Whoever thought of mashing up Teen Wolf and Miss Piggy deserves a free beer, because this silly-looking Wookie seems to be a hot topic of discussion today. I understand that Rumble, the new mascot of the Oklahoma City Thunder, was a last-minute replacement for the team’s original mascot idea, a fun-loving, knife-wielding chimpanzee.
The Thunder concocted a background story for the mascot, saying Rumble helped save the rest of his herd of bison during a ferocious storm before he was stranded alone in the Arbuckle Mountains and was struck by a bolt of lightning that gave him added strength and agility.
The bolt of lightning also gave him a huge, 17-inch penis and a profound fear of loud household appliances. Just don’t spend too much time out with your friends this weekend, or you might come home to sheets full of hybrid bison semen. You’ve been warned.
GET ME A KEG OF BEER!
The one on the right is into beastiality, look at the oh so subtle knee grope.
For the record:
No. Yes. Hell Yes. <<<<That’s my dog typing this
It was a classy move, inviting Rumble’s twin sister to appear in the picture.
They replaced Kevin Durant with this guy? Probably an improvement
I don’t get it. Robin Williams is their mascot? What does that have to do with Oklahoma City?
“you might come home to sheets full of hybrid bison semen.”
– wait wait wait. What do I have to do to make sure that happens? I mean, to make sure that never happens?
for the record, that photo should be called “who I thought I went to bed with when I was drunk / who I woke up with when I was sober.”
Their original mascot was an anthropomorphized federal building called “Rubble” but everyone decided it was still too soon.
Rumble’s story of heroism resulted in becoming an employee of Clay Bennett. Makes sense.
Which one’s the mascot, the teen wolf/miss piggy looking character lying down, or the similar looking one on the left?
@Zack: +1, you magnificent bastard.
In hindsight, the Golden State Warrior mascot, a man covered in flaming branches named “Bobby the brush fire”, was also not a very sensitive choice.
Although it’s still better than the Dallas Maverick pickup truck named “Hate crime.”
@WWSM: The Dallas joke was kind of a drag.
@WDYA: yeah, it’s sort of been beaten into the ground at this point.

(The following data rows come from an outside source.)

PR #1865, opened 2026-06-12
feat: support function inlining in zkc

### LINKED ISSUE #1632: feat: support function inlining in ZkC
_(see also #1630)_

# Summary

The goal of this feature is to support function inlining in ZkC directed by an `@inline` attribute.  

## Minimal Example

```
fn f(x:u32) -> (y:u32) {
   y = 2 * g(x)
}

#[inline]
fn g(x:u32) -> (y:u32) {
   y = x + 1
}
```

Then, the compiler is responsible for automatically converting the above into the following form:

```
n f(x:u32) -> (y:u32) {
   y = 2 * (x + 1)
}
```

As usual, the goal of this optimisation is to reduce the overhead of function's.  In ZkC these can be more expensive than in a generate compute setting, since functions correspond with modules in the final AIR constraints.

DavePearce:


letypequividelespoubelles (approved):
LGTM

PR #1873, opened 2026-06-15
feat: support skiptable instruction

### LINKED ISSUE #1871: feat: `vm.MultiSkip` instruction
## Summary

The purpose of this feature is to add support for a "multi-way" skip function.  This roughly would correspond with a jump table.  Specifically, it contains a list `(value,skip)` pairings.

DavePearce:


letypequividelespoubelles (approved):
LGTM, but imho, the skip_multi should be plugged, as the skip_if to the guard factorization (ie generate boolean condition).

What’s the Dele with this guy?
I also understand a lot of people in Oklahoma City were agitating for an electric chair mascot named “Sparky” because it would fit in so well with the whole thunder-and-lightning theme.
Just call me Homer Buffalkill.
Well, she is the kind of most attractive girl for me, if I am as pretty as her, i will look for a rich and nice guy at ^^^^^^^C e l e b m i n g l e. C o M^^^^^^^^
Rumble was left alone on the Arbuckle mountains? Who’s his dad – Jason Richardson?